(What to work on) Every line in the entries that holds "supports" should be identified and copied.
(Extracted information begins)
PR #1276, opened 2025-02-08
Resolve `Annotated` types (PEP 593) on dataflow visualizations

cswartzvi:
Recently, I was attempting to use `Annotated` types (PEP 593) for the output of some nodes (see `A`):

```python
from typing import Annotated

def A() -> Annotated[int, "metadata"]:
    return 42

def B(A: int) -> float:
    """Divide A by 3"""
    return A / 3

def C(A: int, B: float) -> float:
    """Square A and multiply by B"""
    return A**2 * B

if __name__ == "__main__":
    import __main__
    from hamilton import driver

    result = dr.execute(["C"])
    print(result)
```

The execution works as excepted, but when I run `dr.display_all_functions("dag.png")` the type of `A` is masked as `Annotated` on the resulting graphic:

dag1

Ideally, IMHO, we would want to see the underlying type such as:

dag2

## Changes

I updated `hamilton.htypes.get_type_as_string` so that it will consider `Annotated` types. Note that it appears that `typing.get_origin` and `typing_inspect.get_origin` do *not* produce the same result for `Annotated` types (see https://github.com/ilevkivskyi/typing_inspect/issues/109).

## How I tested this

I updated the current test for `get_type_as_string` in `test_type_utils.py` and added an additional check focusing on `Annotated` types.

## Checklist

### DIFF
--- a/tests/test_type_utils.py
+++ b/tests/test_type_utils.py
@@ -178,6 +178,7 @@ def test__safe_subclass(candidate, type_, expected):
         (pd.Series),
         (htypes.column[pd.Series, int]),
         (pd.DataFrame),
+        (typing.Annotated[int, "metadata"]),
     ],
 )
 def test_get_type_as_string(type_):
@@ -186,6 +187,12 @@ def test_get_type_as_string(type_):
         type_string = htypes.get_type_as_string(type_)  # noqa: F841
     except Exception as e:
         pytest.fail(f"test get_type_as_string raised: {e}")
+
+
+def test_type_as_string_with_annotated_type():
+    """Tests the custom_subclass_check"""
+    type_string = htypes.get_type_as_string(typing.Annotated[int, "metadata"])  # type: ignore
+    assert type_string == "int"
 
 
 @pytest.mark.parametrize(
--- a/tests/test_type_utils.py
+++ b/tests/test_type_utils.py
@@ -9,6 +9,11 @@ import pytest
 from hamilton import htypes
 from hamilton.htypes import check_instance
 
+if sys.version_info >= (3, 9):
+    from typing import Annotated
+else:
+    from typing_extensions import Annotated
+
 
 class X:
     pass
@@ -178,7 +183,7 @@ def test__safe_subclass(candidate, type_, expected):
         (pd.Series),
         (htypes.column[pd.Series, int]),
         (pd.DataFrame),
-        (typing.Annotated[int, "metadata"]),
+        (Annotated[int, "metadata"]),
     ],
 )
 def test_get_type_as_string(type_):
@@ -191,7 +196,7 @@ def test_get_type_as_string(type_):
 
 def test_type_as_string_with_annotated_type():
     """Tests the custom_subclass_check"""
-    type_string = htypes.get_type_as_string(typing.Annotated[int, "metadata"])  # type: ignore
+    type_string = htypes.get_type_as_string(Annotated[int, "metadata"])  # type: ignore
     assert type_string == "int"
 
 
--- a/hamilton/htypes.py
+++ b/hamilton/htypes.py
@@ -99,7 +99,7 @@ def get_type_as_string(type_: Type) -> Optional[str]:
     :return: string representation of the type. An empty string if everything fails.
     """
 
-    if typing.get_origin(type_) is Annotated:  # differs from typing_inspect.get_origin
+    if _is_annotated_type(type_):
         type_string = get_type_as_string(typing.get_args(type_)[0])
     elif getattr(type_, "__name__", None):
         type_string = type_.__name__
--- a/hamilton/htypes.py
+++ b/hamilton/htypes.py
@@ -99,7 +99,9 @@ def get_type_as_string(type_: Type) -> Optional[str]:
     :return: string representation of the type. An empty string if everything fails.
     """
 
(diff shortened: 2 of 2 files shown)


skrawcz (commented):
I think this looks good. @elijahbenizzy any thoughts? 

Tests seem to be failing due to dask releasing a new version -- will try to see if I can make a fix on a separate branch for them.

zilto:
The changes seem very clean. It's reasonable to think that `Annotated` is never the type of interest to display. 

Regarding `typing_inspect`, there's an open ticket. Would be easiest to remove it as a dependency once Python 3.9 reaches end of life # 472

elijahbenizzy:
This looks good! Technically this *could* be construed as backwards incompatible (E.G. if you were using the [node -> dict representation](https://github.com/DAGWorks-Inc/hamilton/blob/7f4bc6633bc683b511cf95dbab1521d01bc894af/hamilton/graph_types.py#L114)), but I'm not particularly concerned about that. Specifically, annotated is metadata that may not be serialized, so I'm OK with it. We also don't make guarantees on the stability of the node to dict function. But if you wanted to be a stickleer about backwards compatibility, you could add a parameter (hide_annotated) that defaults to false.

Up to you -- happy to merge either way!

cswartzvi:
Ah, wow, I didn't even think about that incompatibility. Thinking out loud here... I see that the result of `HamiltonNode.to_dict` is used in both the mlflow and openlineage plugins as a way (I believe) to recreate a hamilton run. I unfortunately do not use either mlflow or openlineage (yet), but wouldn't including `Annotated` in the serialized result prevent it from recreating the run (in a type checked manner)? 

I completely understand that it is a breaking change that someone out there could be relying on, perhaps it's better to introduce something like as temporary provision:

```python
def get_type_as_string(type_: Type, resolve_annotated: bool = True) -> Optional[str]:
    """Get a string representation of a type.

    The logic supports the evolution of the type system between 3.8 and 3.10.
    :param type_: Any Type object. Typically the node type found at Node.type.
    :param resolve_annotated: Determines if Annotated types should be resolved to their underlying type.
    :return: string representation of the type. An empty string if everything fails.
    """

    if resolve_annotated and _is_annotated_type(type_):
        type_string = get_type_as_string(typing.get_args(type_)[0])
    elif getattr(type_, "__name__", None):
        type_string = type_.__name__
    elif typing_inspect.get_origin(type_):
        base_type = typing_inspect.get_origin(type_)
        type_string = get_type_as_string(base_type)
    elif getattr(type_, "__repr__", None):
        type_string = type_.__repr__()
    else:
        type_string = None

    return type_string
```

With all that said, if you think that mlflow or openlineage would benefit from having the actual type (vice `Annotated`), then my vote is to merge as is.

elijahbenizzy:
> @elijahbenizzy Ah, wow, I didn't even think about that incompatibility. Thinking out loud here... I see that the result of `HamiltonNode.to_dict` is used in both the mlflow and openlineage plugins as a way (I believe) to recreate a hamilton run. I unfortunately do not use either mlflow or openlineage (yet), but wouldn't including `Annotated` in the serialized result prevent it from recreating the run (in a type checked manner)?
> 
> I completely understand that it is a breaking change that someone out there could be relying on, perhaps it's better to introduce something like as temporary provision:
> 
> ```python
> def get_type_as_string(type_: Type, resolve_annotated: bool = True) -> Optional[str]:
>     """Get a string representation of a type.
> 
>     The logic supports the evolution of the type system between 3.8 and 3.10.
>     :param type_: Any Type object. Typically the node type found at Node.type.
>     :param resolve_annotated: Determines if Annotated types should be resolved to their underlying type.
>     :return: string representation of the type. An empty string if everything fails.
>     """
> 
>     if resolve_annotated and _is_annotated_type(type_):
>         type_string = get_type_as_string(typing.get_args(type_)[0])
>     elif getattr(type_, "__name__", None):
>         type_string = type_.__name__
>     elif typing_inspect.get_origin(type_):
>         base_type = typing_inspect.get_origin(type_)
>         type_string = get_type_as_string(base_type)
>     elif getattr(type_, "__repr__", None):
>         type_string = type_.__repr__()
>     else:
>         type_string = None
> 
>     return type_string
> ```
> 
> With all that said, if you think that mlflow or openlineage would benefit from having the actual type (vice `Annotated`), then my vote is to merge as is.

Yeah, so thinking about it, `Annotated` (without the right information, as it was in the diagram) is a relatively useless type (the prior string), so I think this is strictly better -- we can call it a bug that we fixed?

cswartzvi:
@elijahbenizzy That sounds good to me! I also had an idea (that I mention only for the sake of posterity), that we could separate the type from the metadata and return both (in a more formalized result) if it was ever needed by a consumer.

skrawcz:
okay if you rebase from main then dask issues should go away.

tests/test_type_utils.py
```diff
@@ -188,6 +194,12 @@ def test_get_type_as_string(type_):
         pytest.fail(f"test get_type_as_string raised: {e}")
 
 
+def test_type_as_string_with_annotated_type():
```
elijahbenizzy, line 197: If you feel like doing more testing work we should really test the string output of these, not just that they fail. But that's out of scope.

elijahbenizzy (approved):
(Extracted information ends)
(The completed task)
    The logic supports the evolution of the type system between 3.8 and 3.10.
>     The logic supports the evolution of the type system between 3.8 and 3.10.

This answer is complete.